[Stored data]

Segment Open

PR #32, opened 2017-02-07
Implemented remaining preprocessor directives

drsam94:
This implements the remaining preprocessor directives, undef, undefineall, begin_keywords, and end_keywords. The only totally unsupported directive at this point is pragma.


include/Token.h
```diff
@@ -182,7 +182,18 @@ class Token {
 
 TokenKind getSystemKeywordKind(StringRef text);
 StringRef getTokenKindText(TokenKind kind);
-const StringTable<TokenKind>* getKeywordTable();
+// Different restricted sets of keywords that can b
```
MikePopoloski: Comment seems truncated.

source/Preprocessor.cpp
```diff
@@ -472,6 +474,68 @@ Trivia Preprocessor::handleDefaultNetTypeDirective(Token directive) {
     return Trivia(TriviaKind::Directive, result);
 }
 
+Trivia Preprocessor::handleUndefDirective(Token directive) {
+    Token nameToken = expect(TokenKind::Identifier);
+    StringRef name = nameToken.valueText();
```
MikePopoloski: If name is empty (because nameToken was missing) we shouldn't also error about not finding the directive.

source/Preprocessor.cpp
```diff
@@ -472,6 +474,68 @@ Trivia Preprocessor::handleDefaultNetTypeDirective(Token directive) {
...
+Trivia Preprocessor::handleUndefineAllDirective(Token directive) {
+    macros.clear();
+    macros["__FILE__"] = &fileDirective;
+    macros["__LINE__"] = &lineDirective;
+    return createSimpleDirective(directive);
+}
+
+Trivia Preprocessor::handleBeginKeywordsDirective(Token directive) {
+    Token versionToken = expect(TokenKind::StringLiteral);
+    StringRef verStr = versionToken.valueText();
```
MikePopoloski: Same thing here.

source/Preprocessor.cpp
drsam94: good point , that would lead to confusing error messages. Will fix in both places.

PR #34, opened 2017-02-08
Make SyntaxTree easier to use

MikePopoloski:
Make SyntaxTree (and to a lesser extent SemanticModel) easier to use when you don't care about doing a full compilation of multiple full source files.

SyntaxTree now has fromText overloads that let you parse some specific kind of syntax directly.


MikePopoloski:
We can ignore the build failure; it's Windows only. I'll take a look at it when I get home.

include/SemanticModel.h
```diff
@@ -110,6 +114,10 @@ class SemanticModel {
 
     // cache of simple integral types keyed by {width, signedness, 4-state, isReg}
     std::unordered_map<uint64_t, const TypeSymbol*> integralTypeCache;
+
+    // An empty declaration table to make it easier to create SemanticModels
+    // where we don't care about the full compilation process.
```
drsam94: It seems like slang is in general super inconsistent about using doxygen comments, but the fact that you added two comments in this change, one // and one ///, makes it especially noticeable.

include/SyntaxTree.h
```diff
@@ -30,23 +34,81 @@ class SyntaxTree {
...
+        return fromFile(path, getDefaultSourceManager());
+    }
 
-    /// Gets the root of the syntax tree.
-    const CompilationUnitSyntax* root() const { return rootNode; }
+    static SyntaxTree fromText(StringRef text) {
+        return fromText(text, getDefaultSourceManager());
+    }
+
+    static SyntaxTree fromFile(StringRef path, SourceManager& sourceManager) {
```
drsam94: factory methods that return values rather than pointers seem a bit strange to me, but if it's working fine so far, there is nothing wrong with it.

include/SemanticModel.h
MikePopoloski: I typically use doxygen comments for public-facing things. Private variables and functions are just normal comments. You're right though that I'm not the most consistent about it.

include/SyntaxTree.h
MikePopoloski: No need to heap allocate if it's not necessary; I'm a big fan of move semantics.

Issue #14, opened 2017-02-04
Start of line check for directives


MikePopoloski:
Most preprocessor directives require that they start on their own line. Currently this isn't checked or enforced.

PR #35, opened 2017-02-08
Enforced that compiler directives begin on their own line

drsam94:
This addresses Issue #14

### DIFF
--- a/source/Lexer.cpp
+++ b/source/Lexer.cpp
@@ -648,11 +648,13 @@ TokenKind Lexer::lexDollarSign(Token::Info* info) {
 }
 
 TokenKind Lexer::lexDirective(Token::Info* info) {
+    // store the offset before scanning in order to easily report error locations
+    uint32_t startingOffset = currentOffset();
     scanIdentifier();
 
     // if length is 1, we just have a grave character on its own, which is an error
     if (lexemeLength() == 1) {
-        addError(DiagCode::MisplacedDirectiveChar, currentOffset() - 1);
+        addError(DiagCode::MisplacedDirectiveChar, startingOffset);
         info->extra = SyntaxKind::Unknown;
         return TokenKind::Directive;
     }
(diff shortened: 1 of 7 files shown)


source/Preprocessor.cpp
```diff
@@ -82,9 +82,12 @@ Token Preprocessor::next(LexerMode mode) {
             case SyntaxKind::NoUnconnectedDriveDirective:
             case SyntaxKind::CellDefineDirective:
             case SyntaxKind::EndCellDefineDirective:
-            default:
                 trivia.append(createSimpleDirective(token));
                 break;
+            default:
```
MikePopoloski: There is a DEFAULT_UNREACHABLE macro to assert when you hit the default case, if this really shouldn't ever be possible.

source/Lexer.cpp
```diff
@@ -656,6 +658,10 @@ TokenKind Lexer::lexDirective(Token::Info* info) {
     }
 
     info->extra = getDirectiveKind(lexeme().subString(1));
+    if (!onNewLine && std::get<SyntaxKind>(info->extra) != SyntaxKind::MacroUsage) {
+        // All directives other than a macro usage must be on their own line
+        addError(DiagCode::DirectiveNotFirstOnLine, currentOffset() - 1);
```
MikePopoloski: currentOffset() here points to wherever the lexer is looking, so it's at the end of the directive. We probably would like to point the error at the beginning of the directive token (so just store the result of currentOffset() before we advance the pointer above in scanIdentifier()).

drsam94: Ah ok. I used this value because we used it in the stray grave case, but that one got to use the knowledge that currentOffset() - 1 = start. Will change.

source/Preprocessor.cpp
drsam94: awesome, that seems a lot better than ASSERT(false) ing

PR #38, opened 2017-02-09
Allow macros to use keywords as formal argument names

evanbryantmiller:


source/Preprocessor.cpp
```diff
@@ -844,7 +844,23 @@ MacroActualArgumentSyntax* Preprocessor::MacroParser::parseActualArgument() {
 }
 
 MacroFormalArgumentSyntax* Preprocessor::MacroParser::parseFormalArgument() {
-    auto arg = expect(TokenKind::Identifier);
+    Token arg;
```
MikePopoloski: This seems like a complicated way to do this. Could we instead peek() the current token; if it's a keyword or an identifier, consume() it. Otherwise call expect(TokenKind::Identifier) to have it fabricate a placeholder for us.

include/Token.h
```diff
@@ -165,6 +165,8 @@ class Token {
     /// Determines whether the token has the given trivia.
     bool hasTrivia(TriviaKind triviaKind) const;
 
+    bool isKeywordOrIdentifier() const;
```
MikePopoloski: Just a stylistic thing: we can make this a free function (see LexerFacts.cpp) instead of a member?

source/Token.cpp
```diff
@@ -180,6 +180,12 @@ bool Token::hasTrivia(TriviaKind triviaKind) const {
     return false;
 }
 
+bool Token::isKeywordOrIdentifier() const {
```
MikePopoloski: Rather than checking the text, let's just compare against the set of keywords that are actually known. Just copy the switch / case blocks from getTokenKindText() and return true if it's any of the keywords and false if it's not. That means we need only one switch lookup (probably turned into a jump table by the compiler) to do the check.

See SyntaxFacts.cpp for a large collection of existing things that do this.

include/Token.h
```diff
@@ -197,6 +197,7 @@ enum class KeywordVersion : uint8_t {
 };
 
 const StringTable<TokenKind>* getKeywordTable(KeywordVersion version);
+bool isKeywordOrIdentifier(TokenKind kind);
```
drsam94: I think the meaning of the return value would be clearer if this were just, say "isKeyword" or something -- having the or is a bit confusing.

Also, maybe add a comment that this actual checks all keywords, so should only be used conservatively where you are ok letting them be interhchangeable (like Macro arguments) it will produce incorrect results if you really need to know whether or not something is a keyword and the keyword table is not the default due to the begin_keywords directive.

MikePopoloski: Maybe even better would be isPossibleMacroArg or something like that. I'm fine with having a simple isKeyword though; the lexer won't actually produce tokens of those types unless the preprocessor is set properly anyway.

source/Preprocessor.cpp
```diff
@@ -938,7 +938,12 @@ MacroActualArgumentSyntax* Preprocessor::MacroParser::parseActualArgument() {
 }
 
 MacroFormalArgumentSyntax* Preprocessor::MacroParser::parseFormalArgument() {
-    auto arg = expect(TokenKind::Identifier);
+    Token arg = pp.peek(currentMode);
```
MikePopoloski: You should probably use peek() here instead of pp.peek()... see the function definition below this. It does some other stuff like looking in the local macro buffer.

include/Token.h
drsam94: good point about not needing to care about the other kinds, I stand corrected

MikePopoloski:
It'd be nice if we had a unit test for this case too.

source/Preprocessor.cpp
MikePopoloski: Just this one change and then you're good to merge.

evanbryantmiller: Oops. Thought I changed that.

MikePopoloski:
Feel free to push the Rebase and Merge button.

Segment Closed

■ **Work request**
Reproduce every line from the entries that holds the word "confusing".

■ **Problem solution**
drsam94: good point , that would lead to confusing error messages. Will fix in both places.
drsam94: I think the meaning of the return value would be clearer if this were just, say "isKeyword" or something -- having the or is a bit confusing.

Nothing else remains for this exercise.